Unfitness is a lot like fitness; you really have to work at it. With fitness, you struggle and pant and sweat for weeks without losing weight or getting any faster and then suddenly, the next run you do doubles your stamina. You lift a few more weights and those weird veins pop out of your biceps when you’re asleep. From then on, you just get fitter and fitter.
Well I find unfitness works the same way. You start eating a Kingsize Mars bar with your sausage sandwich and not much happens. You drink four pints a night instead of two and while the additional pissing disrupts your sleep, you motor on pretty much as is. You switch to Marlboro reds and full strength Coke and you don’t even cough more. This goes on for months. Then, one day, you’re on the escalator at Bank. You have to get away from the talentless cunt who thinks that a poor imitation of Hendrix is an appropriate hymn to the dawn so you decide to nip up the left hand side. Suddenly, right there, all that work you’ve done to get unfit pays off, all at once, a long way from the top.

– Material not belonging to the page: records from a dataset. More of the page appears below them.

PR #24386, opened 2026-04-30
Fix: stop resume when training is already finished

lmycross:
### Description
When resuming from a checkpoint of an already completed training run, the trainer would silently train for one extra epoch instead of stopping.

For example, training with epochs=2 to completion produces epoch1.pt (ckpt['epoch']=1). Resuming from it logs the misleading "Resuming training ... from epoch 3 to 2 total epochs" and then proceeds to train an extra epoch displayed as Epoch 3/2.

### Root cause
In ultralytics/engine/trainer.py, the assertion guarding the "training is finished" case only checks start_epoch > 0, which fails to catch the case where start_epoch >= self.epochs. 

### Fix
Tighten the assertion to 0 < start_epoch < self.epochs so resuming an already-finished run raises immediately with the existing "nothing to resume" message.

## 🛠️ PR Summary

### 🌟 Summary
🔁 This PR tightens training resume validation to prevent resuming from checkpoints that have already completed all planned epochs.

### 📊 Key Changes
- Updated the resume check in `ultralytics/engine/trainer.py` inside `resume_training()`.
- Changed the assertion from only verifying `start_epoch > 0` to verifying `0 < start_epoch < self.epochs`.
- This means training can now only resume if the checkpoint’s next epoch is both:
  - greater than 0, and
  - still below the total configured training epochs.
- If the checkpoint already represents finished training, Ultralytics will stop early with a clear message instead of attempting an invalid resume. ⚠️

### 🎯 Purpose & Impact
- Prevents accidental resumes from fully completed training runs. ✅
- Makes resume behavior more reliable and predictable for users restarting jobs after interruptions.
- Reduces confusing edge cases where a finished checkpoint might otherwise slip through the validation logic.
- Improves user experience with clearer safeguards and error messaging during training workflows. 🚀


Laughing-q (approved):

UltralyticsAssistant:
Merged! 🎉 Huge thanks to @lmycross for this thoughtful improvement, with contributions from @Laughing-q.

As Benjamin Franklin said, *“An ounce of prevention is worth a pound of cure.”* This update is a perfect example of that: by tightening resume validation and stopping invalid resumes from already-finished checkpoints, it makes training workflows more reliable, predictable, and user-friendly.

Really appreciate the care put into strengthening this edge case and improving the overall YOLO training experience for the community. 🚀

From then on, every mouthful bursts another button. Every fag frees a litre of phlegm. Every beer marbles your liver with another tendril of fat. You’re a miracle. You’ve overcome the biological determination of your body to stay strong and survive. You’ve subverted millions of years of evolution and become a seal. And it’s an achievement. It’s as hard to turn your body into lard as it is to get it to run for 40 minutes. And if you’re young you deserve a medal. Like a necrotising virus you’ve turned lean, hard muscle into slippery decay. You’ve invented auto-lipoflation.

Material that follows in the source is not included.